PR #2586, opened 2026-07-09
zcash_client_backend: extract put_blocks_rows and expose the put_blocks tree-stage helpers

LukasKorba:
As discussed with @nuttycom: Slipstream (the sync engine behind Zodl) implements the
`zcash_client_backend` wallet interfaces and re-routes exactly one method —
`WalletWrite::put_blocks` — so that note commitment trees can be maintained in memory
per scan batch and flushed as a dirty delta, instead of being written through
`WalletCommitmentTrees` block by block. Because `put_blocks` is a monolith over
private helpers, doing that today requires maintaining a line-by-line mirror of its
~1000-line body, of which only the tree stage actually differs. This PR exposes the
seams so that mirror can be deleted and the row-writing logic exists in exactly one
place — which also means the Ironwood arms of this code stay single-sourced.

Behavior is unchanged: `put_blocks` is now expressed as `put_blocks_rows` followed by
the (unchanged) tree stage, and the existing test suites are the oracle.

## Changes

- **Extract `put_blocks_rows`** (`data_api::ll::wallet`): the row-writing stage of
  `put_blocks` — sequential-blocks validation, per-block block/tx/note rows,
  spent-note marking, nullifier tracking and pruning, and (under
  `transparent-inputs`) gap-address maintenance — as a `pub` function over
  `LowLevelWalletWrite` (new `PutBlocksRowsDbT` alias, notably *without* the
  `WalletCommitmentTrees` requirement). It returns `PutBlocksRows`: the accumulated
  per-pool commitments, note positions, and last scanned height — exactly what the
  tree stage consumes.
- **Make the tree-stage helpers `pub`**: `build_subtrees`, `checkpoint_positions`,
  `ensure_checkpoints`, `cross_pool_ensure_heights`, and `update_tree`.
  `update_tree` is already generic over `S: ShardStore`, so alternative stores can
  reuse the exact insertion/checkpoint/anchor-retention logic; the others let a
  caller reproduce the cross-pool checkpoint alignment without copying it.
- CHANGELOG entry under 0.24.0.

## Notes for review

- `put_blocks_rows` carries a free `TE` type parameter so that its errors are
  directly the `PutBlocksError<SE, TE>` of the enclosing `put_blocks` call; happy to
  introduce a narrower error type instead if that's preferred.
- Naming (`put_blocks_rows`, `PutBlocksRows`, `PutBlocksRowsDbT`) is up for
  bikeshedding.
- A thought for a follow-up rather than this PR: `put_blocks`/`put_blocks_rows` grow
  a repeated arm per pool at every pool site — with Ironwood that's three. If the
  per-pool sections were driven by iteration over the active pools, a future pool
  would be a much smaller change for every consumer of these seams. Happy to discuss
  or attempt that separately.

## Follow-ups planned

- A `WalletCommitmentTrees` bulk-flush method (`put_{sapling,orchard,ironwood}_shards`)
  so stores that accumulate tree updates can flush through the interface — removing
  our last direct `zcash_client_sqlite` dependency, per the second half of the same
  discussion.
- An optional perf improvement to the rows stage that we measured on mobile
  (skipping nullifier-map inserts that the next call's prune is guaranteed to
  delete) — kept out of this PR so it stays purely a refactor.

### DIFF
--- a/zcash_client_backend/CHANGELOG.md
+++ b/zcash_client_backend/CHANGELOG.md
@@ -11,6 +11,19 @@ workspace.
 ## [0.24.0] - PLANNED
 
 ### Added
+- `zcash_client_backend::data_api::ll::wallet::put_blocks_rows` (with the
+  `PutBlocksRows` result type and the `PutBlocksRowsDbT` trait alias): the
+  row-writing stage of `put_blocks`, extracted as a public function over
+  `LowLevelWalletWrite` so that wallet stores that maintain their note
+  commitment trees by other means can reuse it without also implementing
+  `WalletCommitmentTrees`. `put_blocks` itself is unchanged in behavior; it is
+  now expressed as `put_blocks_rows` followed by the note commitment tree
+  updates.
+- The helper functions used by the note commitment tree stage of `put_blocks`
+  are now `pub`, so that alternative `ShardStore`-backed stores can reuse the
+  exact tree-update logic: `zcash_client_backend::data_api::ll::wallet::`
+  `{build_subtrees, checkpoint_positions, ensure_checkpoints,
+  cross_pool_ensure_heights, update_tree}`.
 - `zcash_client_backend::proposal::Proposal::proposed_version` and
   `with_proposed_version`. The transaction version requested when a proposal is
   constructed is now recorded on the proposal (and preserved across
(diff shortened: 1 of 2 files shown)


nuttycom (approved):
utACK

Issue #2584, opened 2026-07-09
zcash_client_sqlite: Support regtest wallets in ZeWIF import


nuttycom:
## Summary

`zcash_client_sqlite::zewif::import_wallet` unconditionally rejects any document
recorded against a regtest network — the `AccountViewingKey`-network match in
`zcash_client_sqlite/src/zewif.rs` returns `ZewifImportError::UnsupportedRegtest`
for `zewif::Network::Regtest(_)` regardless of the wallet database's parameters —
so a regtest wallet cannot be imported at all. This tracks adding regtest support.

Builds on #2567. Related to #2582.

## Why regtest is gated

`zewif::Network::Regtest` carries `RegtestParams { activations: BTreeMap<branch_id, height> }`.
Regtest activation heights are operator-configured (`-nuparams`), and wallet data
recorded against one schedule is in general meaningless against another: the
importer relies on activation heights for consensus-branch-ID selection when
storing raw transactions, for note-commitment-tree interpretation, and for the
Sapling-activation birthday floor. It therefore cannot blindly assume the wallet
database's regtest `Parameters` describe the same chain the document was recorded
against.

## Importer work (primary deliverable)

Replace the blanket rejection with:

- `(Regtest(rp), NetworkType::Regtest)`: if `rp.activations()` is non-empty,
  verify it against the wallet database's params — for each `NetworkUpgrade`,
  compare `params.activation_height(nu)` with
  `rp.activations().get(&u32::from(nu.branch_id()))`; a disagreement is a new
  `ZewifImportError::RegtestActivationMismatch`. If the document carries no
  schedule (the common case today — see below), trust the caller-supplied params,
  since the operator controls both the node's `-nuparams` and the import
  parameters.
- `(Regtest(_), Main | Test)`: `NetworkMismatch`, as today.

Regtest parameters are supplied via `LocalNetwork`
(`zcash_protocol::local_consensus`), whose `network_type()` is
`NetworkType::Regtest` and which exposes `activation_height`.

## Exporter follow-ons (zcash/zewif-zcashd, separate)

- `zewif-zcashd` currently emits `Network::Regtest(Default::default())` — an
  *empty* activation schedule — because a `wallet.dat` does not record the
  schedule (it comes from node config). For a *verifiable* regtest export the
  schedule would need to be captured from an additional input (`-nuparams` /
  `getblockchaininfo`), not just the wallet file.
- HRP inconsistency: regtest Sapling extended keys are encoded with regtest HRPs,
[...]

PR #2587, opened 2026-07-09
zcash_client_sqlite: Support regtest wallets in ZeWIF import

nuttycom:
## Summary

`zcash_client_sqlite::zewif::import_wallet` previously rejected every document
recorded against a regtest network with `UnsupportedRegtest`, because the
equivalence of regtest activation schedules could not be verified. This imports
####
Would you show each line of the listing above that has the string "supplied"?

- TASK OUTPUT:
  schedule (the common case today — see below), trust the caller-supplied params,
Regtest parameters are supplied via `LocalNetwork`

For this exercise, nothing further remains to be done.